Harry überlegte, ob er noch hinaus gehen sollte, um Kontakt zu den anderen Studenten aufzunehmen, die sich in der Sitzecke des Hofes aufhielten. Er entschied sich dagegen. Er fühlte sich müde. Das Reisen mit dem Auto war anstrengend. Er konnte aber verstehen, dass Henry ihn nicht auf den üblichen Wegen der Druiden durch die Dome geschickt hatte. Das war eine Art zu Reisen, wie es mittels Kamin-Netzwerk unter den normalen Zauberern gerne genutzt wurde. Henry wollte einfach noch ein wenig Zeit mit seinem Schützling verbringen. Dafür hatte er gerne die Strapaze auf sich genommen, sechs Stunden mit der Fähre nach Oostende und von dort aus über schlechteste Straßen mitten in die Ardennen zu fahren.

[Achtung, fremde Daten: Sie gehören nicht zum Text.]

PR #548, opened 2019-11-25
Speed up loading of plugins on start

fieldOfView:
This PR speeds up the loading of plugins on start. The original code contains recursion which I think nobody really understood and the folder cache variable did not work. Because of this, each successive loaded plugin would take longer to be located.

On my system, the "Loading plugins" stage took 47 seconds, which has now been reduced to 27 seconds. The original code was especially cumbersome because it traversed every .git and pycache folder for each plugin load, which on my system caused the _locate_plugin method to be call hundreds of thousands of time on launch.

Edit: this PR now includes the optimization in #538

### DIFF
--- a/UM/PluginRegistry.py
+++ b/UM/PluginRegistry.py
@@ -604,22 +604,11 @@ class PluginRegistry(QObject):
             return None
 
         if folder not in self._folder_cache:
-            sub_folders = []
-            for file in os.listdir(folder):
-                file_path = os.path.join(folder, file)
-                if os.path.isdir(file_path):
-                    entry = (file, file_path)
-                    sub_folders.append(entry)
-            self._folder_cache[folder] = sub_folders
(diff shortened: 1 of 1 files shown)


nallath:
I attempted to remedy this slightly different. Did you also have a look at https://github.com/Ultimaker/Uranium/pull/538?

fieldOfView:
Your code still uses _locatePlugin, which is basically broken (it builds a recursive cache, which it cannot use). I'll test with our optimisations combined.

fieldOfView:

Harry setzte sich in einen der Sessel am Kaminfeuer und legte seine Füße auf das Tischchen. Er dachte an seine seltsame Begegnung mit Imelda Montescue. Sie hatte ein so offenes uns sympathisches Gesicht. Sie war nicht unbedingt eine Schönheit, aber er fühlte sich durch ihre ganze feminine Art auf unbestimmbare Weise angezogen. Es gelang ihm nicht, sich an ihre Stimme zu erinnern, er wusste nur, dass sie unangenehm war, wie es ihm bei einigen der Mitschülerinnen auf Hogwarts aufgefallen war. ‚Sie ist auch im ersten Semester.', fiel ihm ein. ‚Dann werde ich sie ja morgen wiedersehen. Immerhin kenne ich schon jemanden. Wie einfach war das doch damals, im Hogwarts-Express.'

Seine Gedanken wanderten in die schöne, alte Zeit. Es war die Zeit des allerhöchsten Glücks, das er je empfunden hatte. Der Alptraum in seiner Pflegefamilie war zu Ende, er hatte neue Freunde und... er war Zauberer! Bis zu diesem denkwürdigen Tag, an dem er von Hagrid aus dem alten Haus auf der Insel geholt wurde hatte er höchstens einmal davon geträumt, zaubern zu können. Nie wäre es ihm eingefallen, dass es einmal Wirklichkeit würde. Er schloss die Augen. Bald sah er die Bilder seiner Freunde vor sich. Ohne es zu bemerken, war er eingeschlafen.